PR #5448, opened 2019-09-25
Use port 587 instead of the default 25 for sending release-notification

lolski:

We have used a more appropriate port `587` for sending SMTP email. The default one (port `25`) is throttled by default ([reference article](https://support.circleci.com/hc/en-us/articles/360007444314-Sending-email-from-a-container)) and therefore should not use that.


vmax:
LGTM :+1:

PR #5449, opened 2019-09-26
Implement Custom Lazy Stream Merging

flyingsilverfin:
Replace io.vavr (#5430) that was introduced to solve the lack of lazy `flatMap` that is mentioned in #5430. We then determined that conversion to the `io.vavr` Stream implementation is more lazy, but the conversion step itself does a single call to `.next()`. In practical terms, this means Grakn always precomputed the first answer on query, which is still not fully lazy.
This led to the decision to restore prior behavior and solve the eagerness problem by implementing our own lazy stream merging solution.

* Implement a lazy stream merging solution that uses `stream.iterator()` conversions interally
* Remove `io.vavr` as a dependency
* tests for lazy stream merging


flyingsilverfin:
Yeah i was just thinking that especially since i just found a bug with null pointers. Will add

server/test/graql/util/LazyMergingStreamTest.java
```diff
@@ -0,0 +1,111 @@
...
+
+        List<Integer> numbers = flatStream.limit(3).collect(Collectors.toList());
+
+        verify(mockIntegerIterator, times(2)).next();
+        verify(mockIntegerIterator, times(3)).hasNext();
+
+        verify(mockSecondIntegerIterator, times(1)).next();
+        verify(mockSecondIntegerIterator, times(1)).hasNext();
+    }
+}
```
marco-scoppetta: very nice tests!!! 🚀 🚀 🚀 🚀

PR #5458, opened 2019-10-03
Disable janus consistency checks

kasper-piskorski:
Janus does optional consistency checking to avoid duplicate edges and duplicate properties on vertices.

The checking behaviour in case of encountering already existing equivalents is to throw.
Those checks are redundant for us as Grakn already ensures uniqueness in these cases.
When building transactions, disable consistency checking at Janus level.


marco-scoppetta:
super duper

PR #5459, opened 2019-10-03
Break client-java cyclic dependency -- big

flyingsilverfin:
Client-java no longer has code dependencies on Grakn Core. However, we still have interfaces in `grakn.core.api` that are no longer being used externally.
These are collapsed into `Keyspace` (previously `KeyspaceImpl`), `Session` (previously `SessionImpl`), and `TransactionOLTP` classes and the `grakn.core.api` package is deleted.

We also synchronize all tests that depend on client-java's new API which are no longer identical the those in `grakn.core` -- notable `grakn.client.concept.api` and the `Transaction` class on the client.

* Flatten keyspace, session and transaction interfaces in `grakn.core.api` into their implementations as they are not used externally
* Fix tests dependending on refactored client-java packages and classes


haikalpribadi:
Exciting!

flyingsilverfin:
Closing - this will be re-written into a large PR that attempts a large package refactor as well

Issue #5454, opened 2019-09-27
Migrate //common code to @graknlabs_common


haikalpribadi:
# Problem to Solve

//common contains a few nifty utility tools that are used in other repos. We started off by copying them to other repos because the codebase is still small, but now that we actually have a repo for @graknlabs_common, we might as well move it there already.

## Proposed Solution

Migrate //common code to @graknlabs_common

PR #5466, opened 2019-10-11
Rearchitect Grakn Packages

flyingsilverfin:
Grakn server has a tighly coupled and very circular dependency structure, which is why the main BUILD file contains both `server` and `graql`.

The primary goal is to split `server` and `graql` into separate bazel packages and introduce a better story and flow of the code. We imagine that:
`server` -- the implementation the Grakn server -- should receive RPC calls, instantiate sessions and transactions, required caches, etc. Queries are handed (via transactions) to `graql`.
`graql` -- the implementation of the Graql language -- can invoke its subpackages - `reasoner`, `executor`,  which in turn may hit `planning`.
Finally, we receive `Concept`s and `answers` that are returned again via the `server`. 

Getting to this flow involves introducing a set set of interfaces that reflect Grakn's overall architecture and capabilities. This in turn lets us break circular package dependencies between packages. This should discourage future circular dependencies, and encourage significantly better encapsulation by preventing us from over-exposing methods from implementations of classes to each other which was (and still is) prevalent.

Temporarily removes `console` from the binaries because of non-backwards compatible changes

* Create a set of interfaces for `server` and `graql`
* Split `server` and `graql` into their own top-level packages, and remove dependency from `graql` on `server`. Both now depend on the set of interfaces as an intermediate refactoring state


common/util/LazyMergingStream.java
```diff
@@ -14,9 +14,10 @@
  *
  * You should have received a copy of the GNU Affero General Public License
  * along with this program.  If not, see <https://www.gnu.org/licenses/>.
+ *
  */
 
-package grakn.core.graql.util;
+package grakn.core.common.util;
```
haikalpribadi: Make sure to split this class out of `//common` before we split `//common` into its own repository (https://github.com/graknlabs/grakn/issues/5454). We want to make sure that the `@graknlabls_common` repo only contain packages that are used by all other repos on @graknlabs.

PR #5471, opened 2019-10-16
Remove Autovalues from Grakn Core

flyingsilverfin:
We decided that AutoValues add an extra layer of indirection and make code more difficult to read and use, with small added benefits of automatic `equals()` and immutable `value` classes. This change removes them from out code base everywhere.

* Remove AutoValue from `Fragment`
* Remove AutoValue from `FragmentSet`
* Remove AutoValue from `Atomic` classes
* remove AutoValue from one or two other smaller places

_Aim of the task_
In the records above, find each line that holds the word "opened"; copy all such lines.

_Your solution_
PR #5448, opened 2019-09-25
PR #5449, opened 2019-09-26
PR #5458, opened 2019-10-03
PR #5459, opened 2019-10-03
Issue #5454, opened 2019-09-27
PR #5466, opened 2019-10-11
PR #5471, opened 2019-10-16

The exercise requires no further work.